Ter Petrosyan : « restaurer l'honneur de notre peuple »

Opinions
05.04.2023

Dans l'après-midi du 4 avril, Levon Ter Petrosyan, premier président de la République arménienne a publié un appel indigné repris par la plupart des médias et réseaux sociaux du pays. Il réclame la destitution d'Alen Simonyan de ses fonctions de président de l'Assemblée nationale.

 

Le 2 avril non loin de Cascade, l'altercation, d'abord verbale, provoquée par un jeune rapatrié arménien canadien - membre de l'ARF – à l'encontre du président de l'Assemblée nationale, a donné lieu à une réponse pour le moins inattendue de la part d'un homme politique exerçant de telles fonctions, celles de troisième personnage de l'État.

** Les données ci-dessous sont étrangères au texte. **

PR #139, opened 2017-05-31
Search results Header and v3 api work

feedmypixel:
Fundamentally this works is for `Jira > DH-242` **Create faceted search results header**. But due to [yak shaving](https://en.wiktionary.org/wiki/yak_shaving) it has encompassed a lot more.

- Create faceted search results header
- Update Search to work with `v3/search` endpoint and response
- Refactor Search, pagination components and bring them over from Trade Elements
- Create Search Nav, Results Summary components
- Refactor associated nunjucks filter and bring over from Trade Elements
- Refactor, modularise and BEM associated styles
- Add [Joi validation](https://github.com/hapijs/joi/tree/v10.5.2) with [Celebrate Joi Validation middleware](https://github.com/continuationlabs/celebrate) for query, params, headers, body validation (potential for validation schemas becoming separate files if we move folder structure to being about features not concerns)

### Of Note
- This has been ran against a local checkout of [data-hub-leeloo/pull/212](https://github.com/uktrade/data-hub-leeloo/pull/212) and works as expected
- I have removed the display of **Incorportation Date** as this is now not available directly from `/v3/search`

searchresults


src/sass/components/_lists.scss
```diff
@@ -0,0 +1,9 @@
+.list {
```
teneightfive: Should this be a modifier? Feels like the default should be with `list-style: disc` and to remove the list style we add a modifier?

Or the component could be more specific like `list-compact`?

src/sass/components/_results.scss
```diff
@@ -0,0 +1,26 @@
+.results-list {
```
teneightfive: I've realised that this feels similar to the [search result](https://github.com/uktrade/data-hub-fe-beta2/blob/develop/src/sass/_deprecated/_search-result.scss) component that has been moved to `_deprecated` even though it's a more recent edition using BEM naming convention. 

Maybe we should look at combing the two and using a modifier. The existing one adds a border around the element and fits a different use case where we want the whole result to be the clickable action.

src/sass/elements/_form.scss
```diff
@@ -0,0 +1,6 @@
+input[type="search"]::-webkit-search-decoration,
```
teneightfive: Is this something that could live in the reset file or base?

src/views/_components/pagination.njk
```diff
@@ -0,0 +1,25 @@
+{##
+ # @param {object} pagination - An array of objects with properties {label, link, currentPage}
```
teneightfive: So a pattern @tyom and I started to use was to use the property `children` when a component listed over a set of objects. 

It meant components were slightly more flexible with each other and could often mean you could nest components within components more easily. It also meant that if you see a `children` property the component will be looping over some other type of object. Might be worth thinking about whether that's still a good pattern to use and if we want to stick to it.

src/sass/components/_pagination.scss
```diff
@@ -0,0 +1,14 @@
+@import "../settings/colours";
+
+.pagination-nav {
```
teneightfive: Is this not a modifier on a list? It seems to add a border to the top and give them more space so feels like it could be applied to the original component.

The name also feels too heavily tied to the content it contains. Could this style not be used for something other than pagination?

src/views/_components/results-summary.njk
```diff
@@ -0,0 +1,20 @@
+{##
+ # @param {int}    total      - Total number of results
+ # @param {string} searchTerm - Search term used to obtain results
+ #
+ # @return {string} HTML for results summary
+ #
+ # @example
+ #   {% component 'results-summary', {
+ #     total: results.count,
```
teneightfive: Might be more useful to pass a string or int into the example so it's more obvious.

src/sass/components/_lists.scss
tyom: Doesn't feel like this is a component. There's a [list object](https://github.com/uktrade/data-hub-fe-beta2/blob/develop/src/sass/objects/_list.scss) that you may find fits the bill.

src/sass/elements/_headings.scss
```diff
@@ -0,0 +1,13 @@
...
+h3,
+h4,
+h5,
+h6 {
+  display: inline-block;
+  margin-bottom: $gutter/2;
+}
+
+h3 {
+  @include core-19();
```
tyom: Shouldn't use empty `()` for mixins without args. 

Also, can we start moving away from `code-n` mixins. They are not very good.

config/nunjucks/filters.js
```diff
@@ -0,0 +1,26 @@
+const nunjucks = require('nunjucks')
+const filters = {}
+
+filters.stringify = JSON.stringify
```
tyom: Could just initialise them with the object. Wouldn't it be nicer to read?

```js
const filters = {
  stringify: JSON.stringify,

  removeNull(array) {
    return array.filter(item => item)
  }

  // …
}
```

src/sass/components/_results.scss
feedmypixel: yeah I also noticed `.search-result` when doing this. Feels like we need to point out the differences to design and see if they can be aligned. If not then what you have suggested sounds like a plan.

src/sass/components/_pagination.scss
feedmypixel: Yeah its a little tricky, I think this would fall under a design refactor and alignment for `list` and `list--inline`. The `text-align: center;` and random padding made me feel like it was specific to `.pagination-nav`. Move it to `_deprecated` to indicate it needs a look at?

src/sass/components/_lists.scss
feedmypixel: I have presumed our default list style is without `list-style: disc` same again maybe needs aligning with design?

config/nunjucks/filters.js
feedmypixel: Once Trade elements filters have been moved over I'd quite like to make this a `Map`

src/views/_components/pagination.njk
feedmypixel: Lets have a catch up when we are face to face

config/nunjucks/filters.js
```diff
@@ -0,0 +1,27 @@
...
+    )
+  },
+
+  removeNull: (array) => {
+    return array.filter(item => item)
+  },
+
+  pluralise: (string, count) => {
+    if (count !== 1) {
+      string += '\'s'
```
tyom: Is apostrophe needed in pluralised word?

config/nunjucks/index.js
```diff
@@ -36,24 +36,29 @@ function ComponentExtension (env) {
   }
 }
 
+function customFilters (env) {
+  const tradeElementsFilters = require(`@uktrade/trade_elements/dist/nunjucks/filters`)
+  const dataHubFilters = require('./filters')
+
+  const filters = Object.assign(tradeElementsFilters, dataHubFilters)
+
+  Object.keys(filters).forEach((filterName) => {
```
tyom: Lodash could make it easier to read:
```js
const {forOwn} = require('lodash')

forOwn(filters, (filterFunc, filterName) => {
  env.addFilter(filterName, filterFunc)
})
```

config/nunjucks/index.js
```diff
@@ -36,24 +36,29 @@ function ComponentExtension (env) {
   }
 }
 
+function customFilters (env) {
```
tyom: Should function be called something like `addCustomFilters`?

src/views/_components/search-bar.njk
```diff
@@ -0,0 +1,42 @@
+{##
+ # @param {string} action - Search forms action attribute value
+ # @param {string} method - Search forms method attribute value
+ # @param {string} label  - Search forms label text
+ # @param {string} searchTerm  - Search term used for search forms input value
+ # @param {string} placeHolder  - Text used for Search inputs placeholder, defaults to label
```
tyom: [JSDoc syntax for optional params](http://usejsdoc.org/tags-param.html#optional-parameters-and-default-values) is `[placeHolder=label]`.

Isn't "placeholder" one word?

src/views/_components/search-bar.njk
```diff
@@ -0,0 +1,42 @@
...
+ #    method: 'get',
+ #    label: 'Search...',
+ #    searchTerm: searchTerm
+ #   } %}
+ #}
+
+{% set placeHolder = placeHolder | default(label) %}
+{% set submitText = submitText | default('Search') %}
+
+<form class="search-bar"
```
tyom: Probably OK on one line, it's not that long. But if multiline I think it's better to drop each attribute on its own line followed by closing `>`.

```njk
<form
  class="search-bar"
  action="{{ action }}"
  method="{{ method }}"
  role="search"
>
```

Makes it easier to scan and more consistent with your `input` below.

src/sass/components/_results.scss
teneightfive: I showed Tom N this variation and he was happy with it. But they also have different uses. But feel like they may well be similar markup so could combine to 1 component?

src/sass/elements/_headings.scss
teneightfive: @tyom feels like this might a separate PR to strip all those out and replace with `core-font(x)` and error any further uses of it.

config/nunjucks/filters.js
```diff
@@ -0,0 +1,27 @@
+const nunjucks = require('nunjucks')
+const filters = {
+
+  stringify: JSON.stringify,
+
+  highlight: (string, searchTerm) => {
+    const regEx = new RegExp(`(${searchTerm})`, 'gi')
+
+    return new nunjucks.runtime.SafeString(
+      string.replace(regEx, '<strong>$1</strong>')
```
teneightfive: Think we discussed making this class based in case we decide on a different style.

config/nunjucks/index.js
teneightfive: I wonder whether it even needs to be a separate function - it's only 6 lines of code. And we've done a lot of abstraction by moving nunjucks config out of `server.js` and filters into their own module. This feels like 1 level too far.

src/controllers/search.controller.js
```diff
@@ -1,68 +1,91 @@
 const express = require('express')
 const companyRepository = require('../repos/company.repo')
-const { buildCompanyUrl } = require('../services/company.service')
+const {buildCompanyUrl} = require('../services/company.service')
```
teneightfive: What's our pattern for this. I've been using a space between curly braces up until now. It's not something that we've defined in the linter but maybe should for consistency?

src/controllers/search.controller.js
```diff
@@ -1,68 +1,91 @@
...
+  const searchTerm = req.query.term
 
   searchService.search({
     token: req.session.token,
-    term: req.query.term,
-    page: req.query.page,
-    filters
+    searchTerm,
+    searchType,
+    page: req.query.page
```
teneightfive: Is it worth being consistent and defining this after line 48 too?

teneightfive: That way all the request params being used are declared in one place.

src/controllers/search.controller.js
```diff
@@ -1,68 +1,91 @@
...
+      next(error)
+    }
+  })
 }
 
-router.get('/search', get)
-router.get('/viewcompanyresult/:source/:id', viewCompanyResult)
+router.get('/search/:searchType?', searchActionValidationSchema, indexAction, searchAction)
+
+router.get('/viewcompanyresult/:id', viewCompanyResult) // TODO is this in the right controller
```
teneightfive: I'm still not convinced by what we're doing here either. 

I don't think we need to be conveying what type a company is in the url. We should be using more generic urls like `/company/:companyId`.

That's probably a separate change though.

src/sass/components/_search-bar.scss
```diff
@@ -0,0 +1,36 @@
...
+  position: relative;
+}
+
+.search-bar__input {
+  background-color: $white;
+  border: 1px solid $grey-5;
+  color: $black;
+  box-sizing: border-box;
+  width: 100%;
+  @include core-font(19);
```
teneightfive: I find it easier to read when mixins are written before declarations. 

We should consider enabling the [sass-lint rule](https://github.com/sasstools/sass-lint/blob/master/docs/rules/mixins-before-declarations.md) for it.

src/sass/components/_results.scss
teneightfive: Also missing dependency that includes `$gutter`. Or is that coming from trade elements?

src/sass/components/_search-nav.scss
```diff
@@ -0,0 +1,23 @@
+@import "../settings/colours";
+
+.search-nav {
```
teneightfive: Wondering whether this style is specific to _search_ or whether it's just a tab component?

src/services/search.service.js
```diff
@@ -1,26 +1,24 @@
...
-    offset: (page * limit) - limit,
-    doc_type: filters.length && filters
+    offset: (page * limit) - limit
   }
+
   const options = {
-    url: `${config.apiRoot}/search/`,
-    body: requestBody,
-    method: 'POST'
+    url: `${config.apiRoot}/v3/search${buildQueryString(params)}`,
```
teneightfive: Feels like we're lacking some consistency with the use of _services_ and _repos_ at the moment. 

Should we add a ticket to discuss how we want to structure calls to APIs and formatting of data?

src/views/_components/search-bar.njk
```diff
@@ -0,0 +1,42 @@
...
+ # @param {string} submitText  - Text used for Search submit, defaults to "Search"
+ #
+ # @return {string} HTML for search bar
+ #
+ # @example
+ #   {% component 'search-bar', {
+ #    action: '/search/company',
+ #    method: 'get',
+ #    label: 'Search...',
+ #    searchTerm: searchTerm
```
teneightfive: Would also replace this with a string to avoid use of variables in components.

src/views/_components/search-bar.njk
```diff
@@ -0,0 +1,42 @@
...
+ #   } %}
+ #}
+
+{% set placeHolder = placeHolder | default(label) %}
+{% set submitText = submitText | default('Search') %}
+
+<form class="search-bar"
+      action="{{ action }}"
+      method="{{ method }}"
```
teneightfive: Could this have a default value and method be optional. Feels like in most cases it would be `GET`.

src/views/_components/search-bar.njk
```diff
@@ -0,0 +1,42 @@
...
+    <label class="visually-hidden" for="search">
+      {{ label }}
+    </label>
+    <div class="search-bar__input-wrapper">
+      <input class="search-bar__input"
+             id="search"
+             type="search"
+             name="term"
+             value="{{ searchTerm }}"
+             placeholder="{{ placeHolder }}"
```
teneightfive: Does it always have to include a placeholder? Might be better to make this completely optional and when calling it can be set to the same value of label if that's the desire.

Might also be worth considering if the label should always be hidden of if that could be a property on the component.

src/views/index.njk
```diff
@@ -3,7 +3,11 @@
 
 {% block body_main_content %}
 
-  {{ trade.searchbar('term', label="Search for company name or contact", value=query.term) }}
+  {% component 'search-bar', {
+    action: '/search/company',
+    method: 'get',
+    label: 'Search...'
```
teneightfive: Should use the previous label rather than an ellipsis. Helps to make it clearer what can be searched for whilst it's still limited.

src/views/search/_layout.njk
```diff
@@ -0,0 +1,52 @@
+{% extends "layouts/_base-two-column.njk" %}
+
+  {% block main_heading %}
+  <div class="grid-row">
```
teneightfive: Needs an extra indentation.

src/views/search/_layout.njk
```diff
@@ -0,0 +1,52 @@
...
+          } %}
+
+          {% block results %}
+          {% endblock %}
+        </div>
+      </div>
+    {% endif %}
+
+    <div class="grid-row">
+    <div class="column-full">
```
teneightfive: Needs an extra indentation

src/views/search/_layout.njk
```diff
@@ -0,0 +1,52 @@
...
+
+  {% block main_grid_left_column %}
+    &nbsp; {# // TODO filters #}
+  {% endblock %}
+
+  {% block main_grid_right_column %}
+    {% if results %}
+      <div class="grid-row">
+        <div class="column-full">
+          {% block resultsBar %}
```
teneightfive: We should decide on case convention for nunjucks blocks. We're using snake case in the base layouts but camel case here.

Nunjucks tends to use camel case for variables and block names.

src/views/search/results-company.njk
```diff
@@ -0,0 +1,51 @@
...
+  <div class="results-bar">
+    <a class="button button-secondary" href="/company/add-step-1/">
+      Add new company
+    </a>
+  </div>
+{% endblock %}
+
+
+{% block results %}
+<ol class="results-list">
```
teneightfive: Missing indentation

src/views/search/results-company.njk
```diff
@@ -0,0 +1,51 @@
...
+  {% for company in results.companies %}
+    <li class="results-list__item">
+      {% if company.companies_house_data %}
```
teneightfive: This doesn't look easy to read by nesting the opening html tag within an if/else block. 

Might be easier to set that value of the href to a variables using [set](https://mozilla.github.io/nunjucks/templating.html#set) within the if/else block and indenting the markup at the same level.

Should also probably nest the anchor within the h3 if we're not including anything else inside the anchor tag.

src/views/search/results-contact.njk
```diff
@@ -0,0 +1,36 @@
+{% extends "./_layout.njk" %}
+
+{% block results %}
+<ol class="results-list">
+  {% for contact in results.contacts %}
+  <li class="results-list__item">
+    <a href="/contact/{{ contact.id }}/details?term={{ searchTerm }}">
+      <h3>{{ (contact.first_name + ' ' + contact.last_name) | highlight(searchTerm) }}</h3>
```
teneightfive: Should we be applying any style to this element? What if we want the result to be displayed the same but using a `h2` or `h4`?

src/views/search/results-company.njk
```diff
@@ -0,0 +1,51 @@
...
+        <a href="/company/view/ch/{{ company.companies_house_data.company_number }}">
+      {% else %}
+        <a href="/viewcompanyresult/{{ company.id }}">
+      {% endif %}
+        <h3>{{ company.name | highlight(searchTerm) }}</h3>
+      </a>
+
+      {% if company.companies_house_data %}
+        <div>
```
teneightfive: Should these be paragraphs instead? Or maybe even list items within a `dl` with the description of the metadata as the `dt` but hidden? Could you reuse [metadata-list](https://github.com/uktrade/data-hub-fe-beta2/blob/develop/src/sass/_deprecated/_metadata-list.scss)? (Another component that probably shouldn't be in deprecated)

src/views/search/results-contact.njk
```diff
@@ -0,0 +1,36 @@
...
+    <div>
+      {% for addressDetail in [
+        contact.registered_address_1,
+        contact.registered_address_2,
+        contact.registered_address_3,
+        contact.registered_address_4,
+        contact.registered_address_county,
+        contact.registered_address_town,
+        contact.registered_address_postcode
+      ] | removeNull %}
```
teneightfive: Could consider using [whitespace control](https://mozilla.github.io/nunjucks/templating.html#whitespace-control) here

config/nunjucks/index.js
feedmypixel: Abstraction into a function to provide high level instructions is one thing I quite like. It doesn't just have to be for DRY purposes, communication and abstraction is the aim here. 

So in this instance you can scan the `module.exports` function and see it has a call to a function named `addCustomFilters` and that tells you all you need. If you wish to delve into the function you can. Rather than having to scan the `module.exports` function and reverse engineer a block of code.

config/nunjucks/filters.js
feedmypixel: Yeah I had that thought whilst refactoring it but decided to stay with `<strong>`. We can do that if the designs need it in the future or do you have a potential generic class name in mind? feels like maybe a `.text-` helper?

src/controllers/search.controller.js
feedmypixel: let me know and ill set it on my IDE 

> It's not something that we've defined in the linter but maybe should for consistency?

[object-curly-spacing](http://eslint.org/docs/rules/object-curly-spacing) would do it

feedmypixel: IDE switched to have spaces within Object literal braces

src/controllers/search.controller.js
feedmypixel: `searchTerm` and `searchType` have been cached as local consts because they are used multiple times. `token` and `page` are used on once by being sent in to the `search` method.

src/controllers/search.controller.js
feedmypixel: see reply on above comment

src/sass/components/_results.scss
feedmypixel: yeah `$gutter` is from govuk_elements via trade elements.

src/services/search.service.js
feedmypixel: > Should we add a ticket to discuss how we want to structure calls to APIs and formatting of data?

+ 1

src/views/_components/search-bar.njk
feedmypixel: > Does it always have to include a placeholder? Might be better to make this completely optional and when calling it can be set to the same value of label if that's the desire.

placeholder defaults to label

>Might also be worth considering if the label should always be hidden of if that could be a property on the component.

Sounds good. For this PR I'd call YAGNI

src/views/index.njk
feedmypixel: From the designs Tom has put in `Search...` I'll clarify with him. I think it is due to other things coming in, `projects`, `events`, `advisors`

feedmypixel: As discussed with @teneightfive will update to `Search for company name or contact` for now and revist when new search things come in, to increase or reduce message.

src/sass/components/_results.scss
feedmypixel: > But feel like they may well be similar markup so could combine to 1 component?

Worth raising a card to do this once this work is in. Feels like once we know how all look we can combine where required.

src/sass/components/_pagination.scss
teneightfive: Yeah moving to deprecated could work for now to get this work in. A good idea to put things in there that we're not happy with just yet.

src/views/_components/search-bar.njk
teneightfive: Fair point. One to discuss if we find a need to a search component that needs a visible label.

In fact, that's what I've used for the investment journey search. But that's not using components yet so will possibly revisit that and can address it then.

src/controllers/search.controller.js
```diff
@@ -4,65 +4,90 @@ const { buildCompanyUrl } = require('../services/company.service')
...
+    )
   }
+})
+
+function searchAction (req, res, next) {
+  const searchType = req.params.searchType
+  const searchTerm = req.query.term
 
-  const filters = buildSearchFilters(req.query)
+  console.log(searchType, '==================================')
```
teneightfive: 🚨

src/controllers/search.controller.js
teneightfive: I suppose I was thinking more for readability but leave it as is.

src/controllers/search.controller.js
teneightfive: Which reply?

src/sass/components/_results.scss
```diff
@@ -0,0 +1,26 @@
...
+.results-list__item {
+  margin-bottom: $gutter;
+}
+
+.results-bar {
+  text-align: right;
+}
+
+.results-summary {
+  @include core-19;
```
teneightfive: Do we want to use the new mixins for fonts in this file too?

src/views/_components/pagination.njk
```diff
@@ -0,0 +1,25 @@
...
+ #   {% component 'pagination', {
+ #     pagination: pagination
+ #   } %}
+ #}
+{% if pagination | length %}
+  <nav class="pagination-nav">
+    <ul class="list-inline">
+      {% for page in pagination %}
+        <li class="pagination-nav__item">
+        {% if page.currentPage %}
```
teneightfive: Would indent this a further level so it's easier to read/scan

src/views/_components/search-bar.njk
```diff
@@ -0,0 +1,45 @@
+{##
+ # @param {string} action - Search forms action attribute value
+ # @param {string} method - Search forms method attribute value
```
teneightfive: Might be worth using the default value syntax to highlight one is being set (`method=get`). Would that also now make it optional?

src/views/_components/search-bar.njk
```diff
@@ -0,0 +1,45 @@
...
+ # @example
+ #   {% component 'search-bar', {
+ #    action: '/search/company',
+ #    method: 'get',
+ #    label: 'Search...',
+ #    searchTerm: 'example search term'
+ #   } %}
+ #}
+
+{% set method = method | default('GET') %}
```
teneightfive: Lowercase the default value

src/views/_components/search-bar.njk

Les interventions du premier président de la IIIe République d'Arménie, Levon Ter Petrosian, sont rares et s'il sort de son habituelle réserve, l'heure est toujours grave.

Nous reproduisons ci-après l'intégralité de sa lettre aux médias.

 

« Une honte nationale

Peu importe combien j'essayais de me retenir, je ne pouvais toujours pas m'empêcher de penser à l'incident dégoûtant qui s'était produit il y a deux jours...

Lorsqu'un jeune homme a vu le président de l'Assemblée nationale de la République d'Arménie, Alen Simonyan, entouré de gardes du corps dans la rue, il l'a traité à haute voix de "traître". Simonyan, brisant calmement la chaîne des gardes du corps, s'est approché du jeune homme à "pas tranquilles" et lui a craché au visage, ce qu'il a d'ailleurs fièrement confirmé dans ses explications après l'incident.

Le mot crachat (sauf dans le domaine de la médecine) est vulgaire en lui-même et tout à fait méprisable lorsqu'il est utilisé, même dans les disputes les plus privées. Mais quand ça sort de la bouche d'un des plus hauts responsables de l'État, surtout quand ça se transforme en action concrète, c'est déjà la fin de l'État.

Quant au mot traître, il ne s'agit pas d'un juron domestique ou d'une insulte personnelle, mais d'une appréciation purement politique, à laquelle il convient de répondre non pas par des propos vulgaires ou des crachats, mais par une réponse correcte et raisonnable, d'autant plus que les autorités disposent de moyens illimités d'information et de publicité.

Il n'y a jamais eu dans le monde un dirigeant d'un État plus ou moins démocratique qui n'ait été qualifié de traître par ses adversaires politiques. Je me souviens qu'à un moment donné de leur carrière, pour aussi surprenant que cela puisse paraître, même des présidents américains parmi les plus remarquables ont été déclarés traîtres par leurs adversaires politiques. Roosevelt pour avoir cédé des pays d'Europe de l'Est à l'Union soviétique, Truman pour ne pas avoir empêché la Chine de devenir communiste et Clinton pour avoir affaibli la puissance militaire de son pays en raison de la réconciliation avec la Russie. Aucun d'entre eux n'a craché au visage de ceux qui les ont qualifiés de traîtres, mais personnellement ou par l'intermédiaire de leurs partisans, ils ont répliqué à toutes ces accusations avec des arguments valables.

Revenons-en maintenant à l'acte impardonnable de l'infâme Alen Simonyan, le chef de la seule instance dotée du mandat principal de l'Arménie. Soit dit en passant, impardonnable n'est pas qu'un mot dans ce cas, mais sous celui-ci, on suppose que l'Assemblée nationale, et, tout d'abord, sa faction "Contrat civil", afin de ne pas perdre son crédit devant le peuple , est obligé d'engager la procédure de licenciement d'Alen Simonyan. Je n'exagère pas du tout, son action est le plus grand dommage causé au crédit de notre État, qui ne peut être éliminé qu'au prix de sa destitution. C'est le seul moyen de restaurer l'honneur de notre peuple devant la communauté internationale.

J'appelle tous les médias à diffuser cet article, et à toute notre société, forces politiques, à se joindre à cette initiative, et pas du tout par des événements de masse, des manifestations, des marches, mais par des moyens purement légaux.»